Start of Block

Issue #397, opened 2020-11-19
Simulator does not allow non-zero D matrix


albheim:
I noticed that when I create a continuous system with equal number of poles and zeros I can't use `step` since it is complaining that a non-zero D-matrix is not supported. 

The error comes from simulator.jl here
https://github.com/JuliaControl/ControlSystems.jl/blob/e9837ee6da0111d7703d4131313d6ff52557cf90/src/simulators.jl#L39-L46

Though it seems that in `lsim`, which is the function calling `Simulator`, it only expects the states to be calculated and calculates the output given the D-matrix by itself. Seems like these two are not entirely synced in how they work, `Simulator` exposes the `y` function which is not used and `lsim` seems like it does not have a problem with the D-matrix but `Simulator` has (which I still don't really see the reason why it is a problem).
https://github.com/JuliaControl/ControlSystems.jl/blob/e9837ee6da0111d7703d4131313d6ff52557cf90/src/timeresp.jl#L183-L192

The assertion that D should be zero comes from a #118 in a commit named "Fix stack overflow error" by @baggepinnen, though when testing to remove that assertion it seems that running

End of Block

◆ Brief
Retype each entry exactly, leaving none of them out.

◆ Answer section
Issue #397, opened 2020-11-19
Simulator does not allow non-zero D matrix


albheim:
I noticed that when I create a continuous system with equal number of poles and zeros I can't use `step` since it is complaining that a non-zero D-matrix is not supported. 

The error comes from simulator.jl here
https://github.com/JuliaControl/ControlSystems.jl/blob/e9837ee6da0111d7703d4131313d6ff52557cf90/src/simulators.jl#L39-L46

Though it seems that in `lsim`, which is the function calling `Simulator`, it only expects the states to be calculated and calculates the output given the D-matrix by itself. Seems like these two are not entirely synced in how they work, `Simulator` exposes the `y` function which is not used and `lsim` seems like it does not have a problem with the D-matrix but `Simulator` has (which I still don't really see the reason why it is a problem).
https://github.com/JuliaControl/ControlSystems.jl/blob/e9837ee6da0111d7703d4131313d6ff52557cf90/src/timeresp.jl#L183-L192

The assertion that D should be zero comes from a #118 in a commit named "Fix stack overflow error" by @baggepinnen, though when testing to remove that assertion it seems that running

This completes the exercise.